She couldn’t bring herself to answer one way or the other. ‘If I don’t get started, the bank will have shut before I get to Isiolo. Please - please don’t, Benedict!’ ‘Afraid?’
‘It’s your own fault!’ she retorted. ‘You should never have married me, loving somebody else! You might have known that you’d lose her and that you couldn’t have me! I don’t intend to be an also-ran to anyone!’
He pulled her violently into his arms, stopping her mouth with a kiss that shook her right down to the soles of her feet. ‘I don’t consider my wife an also-ran either!’ he said, ‘so take care what you say!’ His mouth came down on hers again, more gently than before, drawing a shattering response from her that she couldn’t begin to hide from him. The trickle of excitement became a flood that submerged all else but the need to return his kiss and to make it easier for him to explore the curves of her back, her hips, even her breasts, before reality returned and she tore herself free, turning on him with a strength loaned to her by sheer panic. She kicked his shins and slapped his face.
‘I won’t have you make love to me!’
He had her hands behind her back in a flash, holding her with a humiliating ease that brought the tears to her eyes. ‘Won’t you indeed?’ he mocked her. ‘Don’t be too rash, Liebling. You might not have any say in the matter, and what would you do then?’ He bent his head and kissed first one side of her mouth and then the other. ‘Mrs. Carmichael!’
‘It isn’t fair!’ she protested. ‘I don’t think you love anyone but yourself! You couldn’t—’ she gulped, not daring to look at him - ‘not if you were really in love with Betsy. You’re a narcissus!’ she ended wildly. ‘In love with yourself!’
‘How obsessed you are with Betsy,’ he observed. He let her go and she rubbed her wrists, sure that he must have hurt her and wondering a little because she couldn’t feel any pain.
He made an exasperated sound. ‘Little fool!’ he muttered. ‘You ought to be ashamed of yourself! What would your mother say about your indulging your vulgar curiosity so that you imagine you know all about my past love life? Oh yes, you were!’ he went on when she looked as if she might argue the point. ‘The only thing you know is that I married you; the rest is mere speculation, and not very flattering to me as your husband ! You’ll be telling me next how the way I kiss you compares with the way I kissed some other girl-friend I may have had in the past—’ ‘Benedict! I wouldn’t!’
‘You’d better not!’ he returned swiftly. ‘Nothing about my past life is any of your concern. Your only interest is how I treat my wife, here and now, and in giving me the respect you’d naturally give the man you’d married, and that doesn’t include any childish conjectures on how. I
intend to live my life in the future, with or without you.
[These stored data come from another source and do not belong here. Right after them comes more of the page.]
PR #10068, opened 2026-08-12
bump diff to 2.1.1, externalauth to 2.0.13

joewhitsitt:
Diff changelog: https://git.drupalcode.org/project/diff/-/compare/2.0.0-beta4...2.1.1
Externalauth changelog: https://git.drupalcode.org/project/externalauth/-/compare/2.0.8...2.0.13

Datebase update:

```
externalauth   8104        hook_update_n   8104 - Make authmap authname and provider columns binary-safe. Converts both    
                                             columns from their previous case/accent-insensitive collations to binary-safe   
                                             equivalents so that byte-distinct authnames and provider values are matched     
                                             exactly by the database. NOTE: If your site has existing rows that differ only  
                                             in case or accents for the same provider (i.e. were inserted while a ci         
                                             collation was active and the unique key was not enforced), this update may      
                                             fail. Resolve duplicate rows manually before running this update.   
```

# How to test

- Diff interface still works as expected? That our additional block/entity detail is displayed within layout builder?
  - https://admissions.dev.drupal.uiowa.edu/node/151/revisions/view/66466/74181/split_fields, https://admissions.uiowa.edu/node/151/revisions/view/66466/74181/split_fields
- Deploy out to develop to make sure authentication still works as expected?
  - https://github.com/uiowa/uiowa/pull/10068#issuecomment-5273366880


joewhitsitt:
this has been deployed to develop for authentication testing and so far it seems to be working as expected

joewhitsitt:
Looking a bit more into externalauth's update and from what I understand (not much) i think we are good, samlauth has been the sole provider since we started, hawkids are all lowercase, no chance for case-sensitive collisions.

GaryRidgway:
Pulling to test

GaryRidgway (approved):
Compared dev to live and it seems good! approved.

Is that understood?’
She nodded, unable to think of anything to say in her own defence. ‘I think I’ll go to Isiolo now,’ she brought out in a rush.
‘Good idea!’ he approved. He ruffled her hair with his fingers. ‘And don’t look so hurt. You deserved every word of it, and you know you did!’ He shook his head at her. ‘I’ll bet your mother never took your father to task for what he did away from her side, so why should I take it from you?’
‘But that was different—’ she began.
‘Was it?’ he drawled. ‘Well, however it was, I prefer a gentle, uncritical wife who’s not forever telling me what I can or can’t do. That shouldn’t be hard for someone with your Greek blood!’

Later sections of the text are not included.